> [REQUIRED WORK]: For every line in the entries that contains "complete", show the whole line.

START INPUT DATA

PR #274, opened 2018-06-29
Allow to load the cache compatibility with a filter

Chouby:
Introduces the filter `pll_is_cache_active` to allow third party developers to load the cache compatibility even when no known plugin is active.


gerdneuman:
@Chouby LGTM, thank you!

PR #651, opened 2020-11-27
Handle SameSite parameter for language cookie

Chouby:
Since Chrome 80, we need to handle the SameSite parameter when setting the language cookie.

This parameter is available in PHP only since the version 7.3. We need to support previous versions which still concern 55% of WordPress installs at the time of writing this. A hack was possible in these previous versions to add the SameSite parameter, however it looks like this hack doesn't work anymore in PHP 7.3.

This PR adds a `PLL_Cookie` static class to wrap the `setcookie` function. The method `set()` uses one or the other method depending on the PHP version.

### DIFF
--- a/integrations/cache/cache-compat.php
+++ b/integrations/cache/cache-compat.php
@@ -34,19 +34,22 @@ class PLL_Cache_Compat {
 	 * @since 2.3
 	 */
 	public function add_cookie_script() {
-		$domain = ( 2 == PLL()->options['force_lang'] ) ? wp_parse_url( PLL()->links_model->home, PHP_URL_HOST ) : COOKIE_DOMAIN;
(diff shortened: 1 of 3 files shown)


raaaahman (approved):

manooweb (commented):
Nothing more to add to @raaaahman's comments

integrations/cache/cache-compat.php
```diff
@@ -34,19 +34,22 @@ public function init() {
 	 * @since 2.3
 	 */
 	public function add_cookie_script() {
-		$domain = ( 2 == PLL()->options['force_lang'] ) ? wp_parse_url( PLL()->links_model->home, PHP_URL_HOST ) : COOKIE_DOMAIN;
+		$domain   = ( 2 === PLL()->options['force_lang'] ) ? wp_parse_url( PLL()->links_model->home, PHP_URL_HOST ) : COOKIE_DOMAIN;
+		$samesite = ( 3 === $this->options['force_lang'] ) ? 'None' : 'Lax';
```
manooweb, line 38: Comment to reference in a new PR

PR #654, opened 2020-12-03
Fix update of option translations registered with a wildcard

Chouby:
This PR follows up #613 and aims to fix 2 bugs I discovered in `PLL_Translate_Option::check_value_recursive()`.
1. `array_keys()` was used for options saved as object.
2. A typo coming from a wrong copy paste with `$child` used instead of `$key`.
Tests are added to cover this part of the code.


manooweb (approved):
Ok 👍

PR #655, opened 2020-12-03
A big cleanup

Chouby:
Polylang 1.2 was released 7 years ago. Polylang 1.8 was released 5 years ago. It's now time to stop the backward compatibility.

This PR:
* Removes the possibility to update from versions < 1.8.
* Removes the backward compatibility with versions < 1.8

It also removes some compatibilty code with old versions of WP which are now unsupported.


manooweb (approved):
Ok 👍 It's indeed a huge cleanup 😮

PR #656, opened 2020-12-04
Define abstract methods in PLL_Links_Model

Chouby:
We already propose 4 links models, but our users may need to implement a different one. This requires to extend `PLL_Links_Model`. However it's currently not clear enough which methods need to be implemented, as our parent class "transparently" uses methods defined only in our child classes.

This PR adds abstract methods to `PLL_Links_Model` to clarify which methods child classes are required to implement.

END INPUT DATA
START INPUT DATA

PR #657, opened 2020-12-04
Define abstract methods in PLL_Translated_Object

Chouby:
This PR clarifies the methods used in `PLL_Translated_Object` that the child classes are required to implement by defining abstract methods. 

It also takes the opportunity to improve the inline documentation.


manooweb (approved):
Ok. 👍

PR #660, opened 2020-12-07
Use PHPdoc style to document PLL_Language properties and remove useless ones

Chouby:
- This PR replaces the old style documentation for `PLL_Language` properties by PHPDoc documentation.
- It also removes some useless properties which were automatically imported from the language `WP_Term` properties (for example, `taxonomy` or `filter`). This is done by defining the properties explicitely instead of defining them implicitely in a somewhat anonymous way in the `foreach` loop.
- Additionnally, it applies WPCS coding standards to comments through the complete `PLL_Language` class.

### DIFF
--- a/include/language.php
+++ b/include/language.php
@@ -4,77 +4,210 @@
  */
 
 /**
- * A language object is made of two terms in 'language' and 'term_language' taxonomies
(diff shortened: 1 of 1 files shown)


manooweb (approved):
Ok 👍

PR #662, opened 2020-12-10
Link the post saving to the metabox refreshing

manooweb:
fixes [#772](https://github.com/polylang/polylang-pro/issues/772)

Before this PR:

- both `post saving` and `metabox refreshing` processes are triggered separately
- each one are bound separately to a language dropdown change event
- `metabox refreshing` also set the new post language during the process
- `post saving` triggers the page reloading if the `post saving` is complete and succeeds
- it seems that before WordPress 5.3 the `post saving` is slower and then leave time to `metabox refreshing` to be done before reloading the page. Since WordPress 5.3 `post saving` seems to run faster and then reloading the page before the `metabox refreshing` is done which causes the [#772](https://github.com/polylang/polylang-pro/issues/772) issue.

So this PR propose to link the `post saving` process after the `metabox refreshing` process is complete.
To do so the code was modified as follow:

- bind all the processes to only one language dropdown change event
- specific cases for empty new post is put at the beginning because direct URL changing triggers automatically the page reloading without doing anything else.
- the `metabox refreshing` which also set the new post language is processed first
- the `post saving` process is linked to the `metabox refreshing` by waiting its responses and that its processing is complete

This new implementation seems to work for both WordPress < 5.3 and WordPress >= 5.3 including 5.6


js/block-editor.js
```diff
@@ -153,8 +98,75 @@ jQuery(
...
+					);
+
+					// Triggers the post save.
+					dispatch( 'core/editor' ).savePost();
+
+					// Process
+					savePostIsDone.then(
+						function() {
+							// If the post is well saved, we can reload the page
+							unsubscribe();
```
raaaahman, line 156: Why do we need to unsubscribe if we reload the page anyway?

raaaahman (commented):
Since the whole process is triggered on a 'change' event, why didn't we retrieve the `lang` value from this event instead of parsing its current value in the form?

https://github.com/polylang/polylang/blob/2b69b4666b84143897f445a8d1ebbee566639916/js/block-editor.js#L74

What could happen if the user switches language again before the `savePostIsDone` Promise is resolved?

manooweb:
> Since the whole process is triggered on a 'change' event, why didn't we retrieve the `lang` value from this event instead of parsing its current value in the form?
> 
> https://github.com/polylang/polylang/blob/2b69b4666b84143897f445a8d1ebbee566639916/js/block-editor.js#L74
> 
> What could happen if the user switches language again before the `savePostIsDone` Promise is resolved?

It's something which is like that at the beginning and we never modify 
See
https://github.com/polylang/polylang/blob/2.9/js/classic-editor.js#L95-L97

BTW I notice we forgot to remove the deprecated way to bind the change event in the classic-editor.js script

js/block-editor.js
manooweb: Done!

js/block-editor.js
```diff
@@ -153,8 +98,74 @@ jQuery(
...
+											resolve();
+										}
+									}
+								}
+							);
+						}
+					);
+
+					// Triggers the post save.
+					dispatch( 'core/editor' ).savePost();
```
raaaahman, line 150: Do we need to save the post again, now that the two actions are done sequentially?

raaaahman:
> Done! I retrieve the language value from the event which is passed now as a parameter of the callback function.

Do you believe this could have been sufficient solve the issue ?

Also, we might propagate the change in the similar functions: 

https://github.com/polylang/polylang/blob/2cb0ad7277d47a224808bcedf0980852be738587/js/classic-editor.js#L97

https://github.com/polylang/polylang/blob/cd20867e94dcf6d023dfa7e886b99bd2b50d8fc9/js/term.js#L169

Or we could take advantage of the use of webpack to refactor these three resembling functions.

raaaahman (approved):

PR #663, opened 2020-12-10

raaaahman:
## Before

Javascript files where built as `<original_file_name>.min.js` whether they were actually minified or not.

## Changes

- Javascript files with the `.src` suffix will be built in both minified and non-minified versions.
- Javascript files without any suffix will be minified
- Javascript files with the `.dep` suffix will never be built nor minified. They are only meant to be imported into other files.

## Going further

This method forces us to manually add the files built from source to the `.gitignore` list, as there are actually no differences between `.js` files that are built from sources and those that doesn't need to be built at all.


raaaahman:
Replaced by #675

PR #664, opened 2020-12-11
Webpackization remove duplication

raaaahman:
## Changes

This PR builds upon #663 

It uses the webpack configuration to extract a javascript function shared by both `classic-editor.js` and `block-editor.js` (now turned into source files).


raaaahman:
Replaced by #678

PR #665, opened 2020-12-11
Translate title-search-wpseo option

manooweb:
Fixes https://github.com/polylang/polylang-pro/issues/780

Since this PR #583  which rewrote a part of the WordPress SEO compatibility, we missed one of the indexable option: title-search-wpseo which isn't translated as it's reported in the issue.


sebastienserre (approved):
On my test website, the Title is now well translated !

END INPUT DATA
START INPUT DATA

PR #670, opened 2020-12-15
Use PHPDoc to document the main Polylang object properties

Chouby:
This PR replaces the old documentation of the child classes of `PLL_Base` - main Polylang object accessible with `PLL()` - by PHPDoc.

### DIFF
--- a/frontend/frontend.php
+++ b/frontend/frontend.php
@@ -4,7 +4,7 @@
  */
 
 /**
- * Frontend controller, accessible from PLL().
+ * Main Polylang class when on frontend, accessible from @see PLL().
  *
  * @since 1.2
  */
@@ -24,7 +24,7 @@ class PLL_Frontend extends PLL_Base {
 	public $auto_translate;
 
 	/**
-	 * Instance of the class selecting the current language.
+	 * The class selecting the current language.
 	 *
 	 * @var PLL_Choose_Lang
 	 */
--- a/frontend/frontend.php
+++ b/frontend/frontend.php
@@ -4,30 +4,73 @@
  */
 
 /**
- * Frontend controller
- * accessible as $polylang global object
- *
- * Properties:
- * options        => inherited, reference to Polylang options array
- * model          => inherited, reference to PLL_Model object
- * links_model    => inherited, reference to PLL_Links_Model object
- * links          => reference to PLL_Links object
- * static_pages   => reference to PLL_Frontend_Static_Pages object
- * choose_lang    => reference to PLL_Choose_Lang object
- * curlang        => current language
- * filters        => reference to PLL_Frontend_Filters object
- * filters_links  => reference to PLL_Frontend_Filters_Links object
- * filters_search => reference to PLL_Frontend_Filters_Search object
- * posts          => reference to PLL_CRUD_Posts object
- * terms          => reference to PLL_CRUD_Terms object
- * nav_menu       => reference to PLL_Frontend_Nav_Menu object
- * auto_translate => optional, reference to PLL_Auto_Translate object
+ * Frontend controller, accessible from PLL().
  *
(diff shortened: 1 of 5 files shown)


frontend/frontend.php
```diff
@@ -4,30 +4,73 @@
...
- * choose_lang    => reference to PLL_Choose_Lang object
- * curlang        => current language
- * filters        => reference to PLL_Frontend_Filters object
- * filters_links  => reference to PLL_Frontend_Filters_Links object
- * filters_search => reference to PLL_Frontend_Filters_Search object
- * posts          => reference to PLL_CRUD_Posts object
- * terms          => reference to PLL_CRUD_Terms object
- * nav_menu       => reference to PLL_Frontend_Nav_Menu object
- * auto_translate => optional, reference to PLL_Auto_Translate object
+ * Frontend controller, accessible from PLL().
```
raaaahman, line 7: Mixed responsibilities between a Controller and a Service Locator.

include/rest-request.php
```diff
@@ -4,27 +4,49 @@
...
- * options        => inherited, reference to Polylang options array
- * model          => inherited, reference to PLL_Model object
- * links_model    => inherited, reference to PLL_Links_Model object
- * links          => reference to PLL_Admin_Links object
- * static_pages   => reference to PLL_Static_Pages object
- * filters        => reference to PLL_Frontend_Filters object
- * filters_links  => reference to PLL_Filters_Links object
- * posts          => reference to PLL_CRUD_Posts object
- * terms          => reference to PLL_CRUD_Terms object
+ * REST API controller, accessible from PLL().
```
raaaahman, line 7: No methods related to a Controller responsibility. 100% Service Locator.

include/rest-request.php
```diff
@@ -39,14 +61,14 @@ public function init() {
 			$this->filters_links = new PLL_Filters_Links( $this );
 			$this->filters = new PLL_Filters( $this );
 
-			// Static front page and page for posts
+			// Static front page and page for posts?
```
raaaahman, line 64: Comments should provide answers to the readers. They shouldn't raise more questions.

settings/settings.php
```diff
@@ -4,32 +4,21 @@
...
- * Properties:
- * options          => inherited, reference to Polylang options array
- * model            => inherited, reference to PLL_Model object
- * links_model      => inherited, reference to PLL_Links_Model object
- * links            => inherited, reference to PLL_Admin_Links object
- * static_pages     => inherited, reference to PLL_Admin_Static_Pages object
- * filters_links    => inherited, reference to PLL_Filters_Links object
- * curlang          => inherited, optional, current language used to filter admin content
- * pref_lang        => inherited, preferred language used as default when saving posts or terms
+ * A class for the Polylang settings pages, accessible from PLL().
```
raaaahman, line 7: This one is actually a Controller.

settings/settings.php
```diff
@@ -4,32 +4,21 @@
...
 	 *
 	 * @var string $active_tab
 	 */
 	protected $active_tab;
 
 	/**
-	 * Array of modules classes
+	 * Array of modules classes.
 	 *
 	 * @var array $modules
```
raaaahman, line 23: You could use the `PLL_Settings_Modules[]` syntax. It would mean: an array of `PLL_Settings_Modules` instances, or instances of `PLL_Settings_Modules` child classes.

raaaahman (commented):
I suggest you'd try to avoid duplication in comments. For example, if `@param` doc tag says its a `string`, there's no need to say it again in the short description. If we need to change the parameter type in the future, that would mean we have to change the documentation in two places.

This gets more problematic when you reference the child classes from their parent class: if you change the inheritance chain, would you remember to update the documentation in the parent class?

END INPUT DATA

> [TASK RESULT]:
- Additionnally, it applies WPCS coding standards to comments through the complete `PLL_Language` class.
- `post saving` triggers the page reloading if the `post saving` is complete and succeeds
So this PR propose to link the `post saving` process after the `metabox refreshing` process is complete.
- the `post saving` process is linked to the `metabox refreshing` by waiting its responses and that its processing is complete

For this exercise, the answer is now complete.